Task to carry out
Everything from the line containing "Good idea, doing" through the line containing "As suggested in #174" in the listing below should be copied exactly, and nothing more.

Input
• • • •
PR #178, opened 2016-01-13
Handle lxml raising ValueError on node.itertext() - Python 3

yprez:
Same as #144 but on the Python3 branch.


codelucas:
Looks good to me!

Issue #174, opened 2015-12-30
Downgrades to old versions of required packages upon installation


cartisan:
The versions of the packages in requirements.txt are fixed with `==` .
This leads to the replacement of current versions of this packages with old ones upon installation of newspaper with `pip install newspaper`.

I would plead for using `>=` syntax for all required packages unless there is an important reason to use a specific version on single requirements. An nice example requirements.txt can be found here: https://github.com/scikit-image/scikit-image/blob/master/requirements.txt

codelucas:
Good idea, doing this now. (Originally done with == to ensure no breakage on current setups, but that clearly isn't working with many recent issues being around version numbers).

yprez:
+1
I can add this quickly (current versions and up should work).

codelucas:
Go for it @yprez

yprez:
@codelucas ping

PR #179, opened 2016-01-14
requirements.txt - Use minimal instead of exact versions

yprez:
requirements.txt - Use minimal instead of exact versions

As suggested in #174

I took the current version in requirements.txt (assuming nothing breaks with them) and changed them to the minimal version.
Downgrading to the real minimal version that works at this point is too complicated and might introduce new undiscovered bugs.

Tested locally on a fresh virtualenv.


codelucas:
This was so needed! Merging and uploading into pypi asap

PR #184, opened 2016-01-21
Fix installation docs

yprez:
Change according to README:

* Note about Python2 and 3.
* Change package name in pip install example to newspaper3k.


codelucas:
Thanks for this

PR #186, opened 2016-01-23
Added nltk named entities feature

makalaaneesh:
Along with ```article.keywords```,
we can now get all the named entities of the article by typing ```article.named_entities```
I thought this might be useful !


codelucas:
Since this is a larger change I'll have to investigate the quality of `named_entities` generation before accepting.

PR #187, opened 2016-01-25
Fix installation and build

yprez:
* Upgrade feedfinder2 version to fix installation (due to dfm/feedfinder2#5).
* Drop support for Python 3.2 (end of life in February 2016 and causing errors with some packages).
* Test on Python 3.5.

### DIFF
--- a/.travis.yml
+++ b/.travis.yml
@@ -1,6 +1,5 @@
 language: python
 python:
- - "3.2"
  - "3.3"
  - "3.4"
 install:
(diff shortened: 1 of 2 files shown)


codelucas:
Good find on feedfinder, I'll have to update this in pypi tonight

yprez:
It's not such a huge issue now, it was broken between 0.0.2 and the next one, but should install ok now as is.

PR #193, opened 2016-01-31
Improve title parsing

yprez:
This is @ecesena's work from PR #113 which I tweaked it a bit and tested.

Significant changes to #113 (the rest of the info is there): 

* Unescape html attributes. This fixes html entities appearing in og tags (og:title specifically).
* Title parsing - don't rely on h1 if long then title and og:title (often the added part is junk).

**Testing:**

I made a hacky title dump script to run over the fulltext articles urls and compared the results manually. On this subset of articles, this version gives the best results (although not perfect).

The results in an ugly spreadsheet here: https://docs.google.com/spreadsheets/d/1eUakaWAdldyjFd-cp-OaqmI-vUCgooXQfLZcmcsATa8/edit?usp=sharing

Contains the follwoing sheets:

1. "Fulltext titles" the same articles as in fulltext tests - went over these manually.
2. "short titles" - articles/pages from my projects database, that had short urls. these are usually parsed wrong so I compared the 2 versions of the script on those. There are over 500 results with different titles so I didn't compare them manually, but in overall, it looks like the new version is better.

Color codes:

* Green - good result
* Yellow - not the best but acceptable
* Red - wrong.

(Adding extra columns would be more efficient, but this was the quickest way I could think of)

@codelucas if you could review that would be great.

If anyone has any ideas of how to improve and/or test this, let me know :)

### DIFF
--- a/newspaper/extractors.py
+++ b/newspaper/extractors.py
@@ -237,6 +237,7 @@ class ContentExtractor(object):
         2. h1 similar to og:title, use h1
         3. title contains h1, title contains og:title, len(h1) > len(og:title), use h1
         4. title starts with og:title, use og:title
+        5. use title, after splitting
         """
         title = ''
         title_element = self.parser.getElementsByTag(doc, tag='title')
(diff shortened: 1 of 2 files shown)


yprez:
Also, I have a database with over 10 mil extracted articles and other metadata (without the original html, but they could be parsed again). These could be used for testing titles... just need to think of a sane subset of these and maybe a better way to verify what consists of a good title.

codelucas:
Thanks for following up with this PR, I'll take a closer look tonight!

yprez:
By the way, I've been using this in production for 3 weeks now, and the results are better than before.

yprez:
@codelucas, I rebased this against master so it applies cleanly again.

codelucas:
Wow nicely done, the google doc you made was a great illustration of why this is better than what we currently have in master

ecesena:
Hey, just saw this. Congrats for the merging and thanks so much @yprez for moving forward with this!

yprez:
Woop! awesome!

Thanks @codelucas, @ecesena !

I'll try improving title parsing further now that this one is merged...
• • • •
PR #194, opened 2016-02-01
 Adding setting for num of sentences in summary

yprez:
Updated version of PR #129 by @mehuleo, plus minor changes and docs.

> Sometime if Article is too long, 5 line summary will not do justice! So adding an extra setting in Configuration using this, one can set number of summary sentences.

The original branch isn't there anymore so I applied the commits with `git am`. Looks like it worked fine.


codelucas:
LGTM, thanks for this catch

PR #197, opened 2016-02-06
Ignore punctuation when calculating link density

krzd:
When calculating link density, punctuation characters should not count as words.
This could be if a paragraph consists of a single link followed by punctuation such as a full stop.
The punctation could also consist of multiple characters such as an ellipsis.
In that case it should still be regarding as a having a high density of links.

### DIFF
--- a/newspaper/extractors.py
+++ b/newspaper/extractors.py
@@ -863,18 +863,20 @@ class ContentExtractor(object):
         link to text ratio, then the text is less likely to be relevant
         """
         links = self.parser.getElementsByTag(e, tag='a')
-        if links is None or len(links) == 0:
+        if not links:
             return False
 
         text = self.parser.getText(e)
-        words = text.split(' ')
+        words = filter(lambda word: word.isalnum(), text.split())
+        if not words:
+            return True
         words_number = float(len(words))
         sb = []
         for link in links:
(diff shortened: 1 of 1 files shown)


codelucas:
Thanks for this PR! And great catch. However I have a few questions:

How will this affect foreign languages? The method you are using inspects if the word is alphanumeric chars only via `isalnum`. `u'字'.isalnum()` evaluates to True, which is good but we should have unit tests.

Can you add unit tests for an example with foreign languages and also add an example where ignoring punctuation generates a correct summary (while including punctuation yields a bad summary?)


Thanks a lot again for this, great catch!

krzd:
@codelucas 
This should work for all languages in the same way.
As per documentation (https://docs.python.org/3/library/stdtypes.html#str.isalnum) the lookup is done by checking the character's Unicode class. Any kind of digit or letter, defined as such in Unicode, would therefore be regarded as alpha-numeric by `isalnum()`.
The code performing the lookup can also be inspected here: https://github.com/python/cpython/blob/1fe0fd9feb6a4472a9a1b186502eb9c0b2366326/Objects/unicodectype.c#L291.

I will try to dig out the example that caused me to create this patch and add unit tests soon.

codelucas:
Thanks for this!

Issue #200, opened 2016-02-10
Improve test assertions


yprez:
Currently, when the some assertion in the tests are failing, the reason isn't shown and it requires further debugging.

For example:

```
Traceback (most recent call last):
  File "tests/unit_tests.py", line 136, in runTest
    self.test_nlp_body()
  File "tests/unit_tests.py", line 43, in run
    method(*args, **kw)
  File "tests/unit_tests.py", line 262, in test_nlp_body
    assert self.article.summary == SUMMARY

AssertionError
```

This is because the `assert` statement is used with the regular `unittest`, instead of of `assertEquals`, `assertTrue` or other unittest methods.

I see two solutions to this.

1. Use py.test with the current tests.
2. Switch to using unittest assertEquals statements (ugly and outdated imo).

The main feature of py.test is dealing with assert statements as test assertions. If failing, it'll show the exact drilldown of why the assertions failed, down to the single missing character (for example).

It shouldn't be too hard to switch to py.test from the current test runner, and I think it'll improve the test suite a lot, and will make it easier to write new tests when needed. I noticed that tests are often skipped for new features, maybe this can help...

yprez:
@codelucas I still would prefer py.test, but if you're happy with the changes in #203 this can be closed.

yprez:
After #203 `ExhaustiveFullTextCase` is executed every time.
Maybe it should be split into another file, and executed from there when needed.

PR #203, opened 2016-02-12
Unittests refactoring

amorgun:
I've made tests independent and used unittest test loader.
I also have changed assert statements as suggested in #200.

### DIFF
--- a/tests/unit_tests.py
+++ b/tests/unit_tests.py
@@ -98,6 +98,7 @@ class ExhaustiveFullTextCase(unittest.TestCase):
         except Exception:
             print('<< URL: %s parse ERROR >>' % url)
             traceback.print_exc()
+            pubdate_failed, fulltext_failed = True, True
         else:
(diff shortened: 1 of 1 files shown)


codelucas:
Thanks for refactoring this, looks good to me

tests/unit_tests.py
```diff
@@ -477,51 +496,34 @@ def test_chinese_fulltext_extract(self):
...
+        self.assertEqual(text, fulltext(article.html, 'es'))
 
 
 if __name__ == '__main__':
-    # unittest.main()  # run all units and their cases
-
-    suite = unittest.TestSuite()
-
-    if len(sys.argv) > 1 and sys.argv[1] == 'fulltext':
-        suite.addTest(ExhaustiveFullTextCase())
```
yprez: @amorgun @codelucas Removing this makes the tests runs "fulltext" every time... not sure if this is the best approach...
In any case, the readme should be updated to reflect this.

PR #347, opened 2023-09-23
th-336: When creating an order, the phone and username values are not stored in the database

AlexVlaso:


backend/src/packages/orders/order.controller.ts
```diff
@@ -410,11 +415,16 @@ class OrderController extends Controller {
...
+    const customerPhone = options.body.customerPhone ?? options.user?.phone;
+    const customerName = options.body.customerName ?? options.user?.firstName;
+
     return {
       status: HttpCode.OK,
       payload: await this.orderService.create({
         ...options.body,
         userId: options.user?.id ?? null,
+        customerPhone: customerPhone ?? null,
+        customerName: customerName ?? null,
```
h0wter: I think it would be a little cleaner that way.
• • • •
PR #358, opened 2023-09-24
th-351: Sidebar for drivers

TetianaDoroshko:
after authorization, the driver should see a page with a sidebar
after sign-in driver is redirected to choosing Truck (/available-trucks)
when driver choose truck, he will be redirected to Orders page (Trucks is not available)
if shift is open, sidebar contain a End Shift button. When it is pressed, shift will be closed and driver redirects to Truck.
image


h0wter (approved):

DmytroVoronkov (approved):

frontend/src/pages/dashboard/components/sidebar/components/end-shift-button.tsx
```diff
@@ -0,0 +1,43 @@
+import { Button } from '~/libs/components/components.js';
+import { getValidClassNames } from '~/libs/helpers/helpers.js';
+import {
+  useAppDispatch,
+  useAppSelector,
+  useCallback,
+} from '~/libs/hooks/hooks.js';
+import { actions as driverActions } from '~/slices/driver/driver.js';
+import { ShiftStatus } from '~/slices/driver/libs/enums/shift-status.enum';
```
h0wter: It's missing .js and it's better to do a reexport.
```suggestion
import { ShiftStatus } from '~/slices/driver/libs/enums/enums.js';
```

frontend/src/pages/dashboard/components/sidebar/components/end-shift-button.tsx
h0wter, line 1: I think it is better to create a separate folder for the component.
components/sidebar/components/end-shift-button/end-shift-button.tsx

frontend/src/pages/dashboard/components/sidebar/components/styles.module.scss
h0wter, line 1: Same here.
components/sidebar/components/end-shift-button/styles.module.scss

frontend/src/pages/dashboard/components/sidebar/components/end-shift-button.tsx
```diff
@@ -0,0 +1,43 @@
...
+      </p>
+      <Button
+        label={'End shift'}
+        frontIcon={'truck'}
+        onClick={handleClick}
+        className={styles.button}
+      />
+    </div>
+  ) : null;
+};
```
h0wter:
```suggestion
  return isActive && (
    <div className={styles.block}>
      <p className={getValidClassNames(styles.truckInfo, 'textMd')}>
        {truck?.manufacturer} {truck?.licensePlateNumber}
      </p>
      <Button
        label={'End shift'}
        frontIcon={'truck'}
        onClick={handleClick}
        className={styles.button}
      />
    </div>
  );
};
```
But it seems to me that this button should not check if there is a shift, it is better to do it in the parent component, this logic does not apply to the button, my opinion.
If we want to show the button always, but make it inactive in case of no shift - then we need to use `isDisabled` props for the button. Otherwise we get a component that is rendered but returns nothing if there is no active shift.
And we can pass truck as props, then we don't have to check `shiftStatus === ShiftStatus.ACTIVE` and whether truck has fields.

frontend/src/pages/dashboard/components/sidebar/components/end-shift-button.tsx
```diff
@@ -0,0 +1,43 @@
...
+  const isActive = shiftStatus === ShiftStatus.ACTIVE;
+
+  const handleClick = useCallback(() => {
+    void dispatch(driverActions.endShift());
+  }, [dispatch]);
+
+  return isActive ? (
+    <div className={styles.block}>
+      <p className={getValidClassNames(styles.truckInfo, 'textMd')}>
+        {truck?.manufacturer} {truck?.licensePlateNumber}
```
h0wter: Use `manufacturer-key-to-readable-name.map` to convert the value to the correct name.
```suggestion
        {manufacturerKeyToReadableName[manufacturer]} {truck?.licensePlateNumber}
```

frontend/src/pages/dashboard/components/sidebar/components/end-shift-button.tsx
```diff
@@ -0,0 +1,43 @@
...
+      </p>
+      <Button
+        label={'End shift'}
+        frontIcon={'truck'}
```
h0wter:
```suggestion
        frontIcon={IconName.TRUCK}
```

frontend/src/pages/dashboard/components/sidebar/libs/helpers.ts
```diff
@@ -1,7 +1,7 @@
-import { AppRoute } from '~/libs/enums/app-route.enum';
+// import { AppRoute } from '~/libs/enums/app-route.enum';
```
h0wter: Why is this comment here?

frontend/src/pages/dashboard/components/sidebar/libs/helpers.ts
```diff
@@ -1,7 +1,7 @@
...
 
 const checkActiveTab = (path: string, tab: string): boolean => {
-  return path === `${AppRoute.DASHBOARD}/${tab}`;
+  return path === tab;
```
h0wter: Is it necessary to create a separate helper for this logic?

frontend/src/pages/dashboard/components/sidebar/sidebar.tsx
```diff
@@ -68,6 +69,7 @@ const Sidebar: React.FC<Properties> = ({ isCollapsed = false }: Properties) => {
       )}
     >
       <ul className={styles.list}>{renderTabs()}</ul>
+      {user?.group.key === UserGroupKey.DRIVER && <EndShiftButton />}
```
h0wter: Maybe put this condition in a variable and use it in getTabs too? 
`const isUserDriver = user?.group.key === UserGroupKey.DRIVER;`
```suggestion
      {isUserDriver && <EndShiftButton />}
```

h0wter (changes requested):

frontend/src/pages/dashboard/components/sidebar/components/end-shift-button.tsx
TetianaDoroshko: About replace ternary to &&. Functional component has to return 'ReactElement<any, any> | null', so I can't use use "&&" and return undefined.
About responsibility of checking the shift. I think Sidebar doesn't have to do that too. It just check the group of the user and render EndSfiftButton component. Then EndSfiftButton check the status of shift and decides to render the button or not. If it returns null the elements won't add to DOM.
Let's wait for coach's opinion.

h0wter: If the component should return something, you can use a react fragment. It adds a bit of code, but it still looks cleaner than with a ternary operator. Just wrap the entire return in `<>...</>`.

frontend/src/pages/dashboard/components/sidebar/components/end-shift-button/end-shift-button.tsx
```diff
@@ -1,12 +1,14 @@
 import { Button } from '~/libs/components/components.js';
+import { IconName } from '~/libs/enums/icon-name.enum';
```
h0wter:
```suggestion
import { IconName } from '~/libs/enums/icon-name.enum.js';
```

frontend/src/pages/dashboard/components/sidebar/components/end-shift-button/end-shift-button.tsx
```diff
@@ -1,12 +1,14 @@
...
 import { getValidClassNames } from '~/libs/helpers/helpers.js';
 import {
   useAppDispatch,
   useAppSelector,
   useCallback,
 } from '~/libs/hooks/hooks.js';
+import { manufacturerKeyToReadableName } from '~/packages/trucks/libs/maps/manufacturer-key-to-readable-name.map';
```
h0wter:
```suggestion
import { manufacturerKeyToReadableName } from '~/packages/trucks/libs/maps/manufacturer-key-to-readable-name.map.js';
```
• • • •
Task result
Good idea, doing this now. (Originally done with == to ensure no breakage on current setups, but that clearly isn't working with many recent issues being around version numbers).

yprez:
+1
I can add this quickly (current versions and up should work).

codelucas:
Go for it @yprez

yprez:
@codelucas ping

PR #179, opened 2016-01-14
requirements.txt - Use minimal instead of exact versions

yprez:
requirements.txt - Use minimal instead of exact versions

As suggested in #174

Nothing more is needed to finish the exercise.